Problem - Wherever the word "language" appears in a line of the records, copy that line.

Data shown -
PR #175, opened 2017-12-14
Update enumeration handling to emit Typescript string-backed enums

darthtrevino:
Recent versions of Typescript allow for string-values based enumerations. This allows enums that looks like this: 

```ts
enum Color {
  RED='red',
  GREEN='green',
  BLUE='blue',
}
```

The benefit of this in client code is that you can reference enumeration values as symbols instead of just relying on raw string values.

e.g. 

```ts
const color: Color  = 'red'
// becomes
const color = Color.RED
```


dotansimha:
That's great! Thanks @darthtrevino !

--

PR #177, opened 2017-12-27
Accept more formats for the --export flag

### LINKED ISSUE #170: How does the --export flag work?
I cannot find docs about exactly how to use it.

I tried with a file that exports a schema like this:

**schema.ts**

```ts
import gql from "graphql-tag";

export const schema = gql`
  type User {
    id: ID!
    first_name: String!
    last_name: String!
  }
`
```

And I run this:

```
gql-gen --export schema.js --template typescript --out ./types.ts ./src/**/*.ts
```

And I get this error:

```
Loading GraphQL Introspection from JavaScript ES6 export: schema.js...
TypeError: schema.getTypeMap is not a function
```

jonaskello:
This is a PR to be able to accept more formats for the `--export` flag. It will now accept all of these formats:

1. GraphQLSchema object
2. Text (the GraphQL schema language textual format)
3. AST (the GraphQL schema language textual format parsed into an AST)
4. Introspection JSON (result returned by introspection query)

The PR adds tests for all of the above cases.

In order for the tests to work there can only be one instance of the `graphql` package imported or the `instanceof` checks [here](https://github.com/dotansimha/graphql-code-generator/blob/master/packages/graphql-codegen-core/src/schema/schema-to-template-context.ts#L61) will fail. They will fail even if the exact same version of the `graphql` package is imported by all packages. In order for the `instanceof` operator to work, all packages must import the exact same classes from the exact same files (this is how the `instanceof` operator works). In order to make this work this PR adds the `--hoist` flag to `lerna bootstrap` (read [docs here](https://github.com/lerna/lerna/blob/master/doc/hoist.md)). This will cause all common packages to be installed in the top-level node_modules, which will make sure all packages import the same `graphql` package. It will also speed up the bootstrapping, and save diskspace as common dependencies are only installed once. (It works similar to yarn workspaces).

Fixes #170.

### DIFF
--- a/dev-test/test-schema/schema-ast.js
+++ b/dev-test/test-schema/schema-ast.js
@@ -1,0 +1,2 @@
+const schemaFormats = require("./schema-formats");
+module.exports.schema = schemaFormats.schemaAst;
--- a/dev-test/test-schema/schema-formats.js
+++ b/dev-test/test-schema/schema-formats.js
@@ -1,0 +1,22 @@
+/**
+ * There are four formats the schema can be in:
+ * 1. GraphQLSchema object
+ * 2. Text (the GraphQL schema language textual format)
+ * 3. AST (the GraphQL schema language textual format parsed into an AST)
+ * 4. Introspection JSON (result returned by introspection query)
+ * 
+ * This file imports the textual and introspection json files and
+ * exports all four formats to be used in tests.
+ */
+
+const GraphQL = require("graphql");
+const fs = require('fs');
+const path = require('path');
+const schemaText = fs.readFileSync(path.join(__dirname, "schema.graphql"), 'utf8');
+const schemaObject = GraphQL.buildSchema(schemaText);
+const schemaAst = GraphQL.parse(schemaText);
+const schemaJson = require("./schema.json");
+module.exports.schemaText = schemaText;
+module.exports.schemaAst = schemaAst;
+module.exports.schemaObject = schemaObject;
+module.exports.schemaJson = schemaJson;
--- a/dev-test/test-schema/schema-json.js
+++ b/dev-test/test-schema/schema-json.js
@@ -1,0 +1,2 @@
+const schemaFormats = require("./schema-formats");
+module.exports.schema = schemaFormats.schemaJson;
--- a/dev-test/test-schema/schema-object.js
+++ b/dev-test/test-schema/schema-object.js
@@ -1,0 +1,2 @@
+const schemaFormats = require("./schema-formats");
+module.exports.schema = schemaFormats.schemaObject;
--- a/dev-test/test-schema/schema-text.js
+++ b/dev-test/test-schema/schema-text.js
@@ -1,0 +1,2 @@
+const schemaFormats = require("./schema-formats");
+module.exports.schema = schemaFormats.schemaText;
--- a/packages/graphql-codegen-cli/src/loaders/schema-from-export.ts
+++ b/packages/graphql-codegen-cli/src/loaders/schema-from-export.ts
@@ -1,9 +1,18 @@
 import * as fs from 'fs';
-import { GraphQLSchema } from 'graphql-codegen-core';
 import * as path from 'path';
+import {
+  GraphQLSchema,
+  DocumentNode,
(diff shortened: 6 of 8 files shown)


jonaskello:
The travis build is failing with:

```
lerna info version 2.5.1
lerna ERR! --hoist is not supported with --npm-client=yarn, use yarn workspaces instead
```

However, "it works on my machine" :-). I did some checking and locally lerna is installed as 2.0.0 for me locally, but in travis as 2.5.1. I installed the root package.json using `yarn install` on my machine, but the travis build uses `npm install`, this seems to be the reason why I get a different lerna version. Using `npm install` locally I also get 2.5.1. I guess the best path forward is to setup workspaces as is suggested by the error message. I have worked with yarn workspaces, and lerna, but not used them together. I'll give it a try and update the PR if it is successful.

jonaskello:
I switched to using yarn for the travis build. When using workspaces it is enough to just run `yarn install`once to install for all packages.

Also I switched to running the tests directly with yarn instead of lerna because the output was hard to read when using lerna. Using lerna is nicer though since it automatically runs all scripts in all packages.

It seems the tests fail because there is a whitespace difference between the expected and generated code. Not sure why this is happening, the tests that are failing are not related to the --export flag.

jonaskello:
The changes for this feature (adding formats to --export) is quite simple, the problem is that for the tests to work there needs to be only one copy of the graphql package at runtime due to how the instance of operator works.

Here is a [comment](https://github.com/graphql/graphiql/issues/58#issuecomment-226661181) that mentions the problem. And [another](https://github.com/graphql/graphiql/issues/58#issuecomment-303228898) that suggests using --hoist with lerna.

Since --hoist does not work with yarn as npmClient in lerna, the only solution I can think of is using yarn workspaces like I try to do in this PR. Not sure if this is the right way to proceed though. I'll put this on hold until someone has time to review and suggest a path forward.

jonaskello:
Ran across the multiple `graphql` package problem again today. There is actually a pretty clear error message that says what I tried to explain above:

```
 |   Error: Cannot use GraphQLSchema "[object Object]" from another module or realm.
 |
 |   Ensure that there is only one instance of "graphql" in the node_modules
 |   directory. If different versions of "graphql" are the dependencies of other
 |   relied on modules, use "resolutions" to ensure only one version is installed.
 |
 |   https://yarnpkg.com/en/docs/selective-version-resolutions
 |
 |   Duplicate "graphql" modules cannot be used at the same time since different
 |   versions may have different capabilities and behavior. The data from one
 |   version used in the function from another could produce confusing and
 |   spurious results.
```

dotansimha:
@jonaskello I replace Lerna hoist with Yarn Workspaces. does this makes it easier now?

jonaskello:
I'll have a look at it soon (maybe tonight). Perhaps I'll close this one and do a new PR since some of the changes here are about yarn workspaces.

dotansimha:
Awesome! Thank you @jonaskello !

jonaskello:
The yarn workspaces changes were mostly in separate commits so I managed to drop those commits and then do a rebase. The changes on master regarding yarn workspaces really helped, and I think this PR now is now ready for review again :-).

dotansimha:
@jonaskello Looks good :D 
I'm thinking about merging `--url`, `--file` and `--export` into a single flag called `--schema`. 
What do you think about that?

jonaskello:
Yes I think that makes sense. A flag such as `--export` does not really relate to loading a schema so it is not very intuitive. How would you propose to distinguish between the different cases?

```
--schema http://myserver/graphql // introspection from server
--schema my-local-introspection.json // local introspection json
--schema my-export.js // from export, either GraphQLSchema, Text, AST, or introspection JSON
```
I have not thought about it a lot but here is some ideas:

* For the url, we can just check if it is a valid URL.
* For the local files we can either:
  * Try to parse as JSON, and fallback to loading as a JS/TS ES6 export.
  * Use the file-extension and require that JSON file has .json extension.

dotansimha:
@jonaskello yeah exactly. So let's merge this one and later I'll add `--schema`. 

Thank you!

Exercise solution -
2. Text (the GraphQL schema language textual format)
3. AST (the GraphQL schema language textual format parsed into an AST)
+ * 2. Text (the GraphQL schema language textual format)
+ * 3. AST (the GraphQL schema language textual format parsed into an AST)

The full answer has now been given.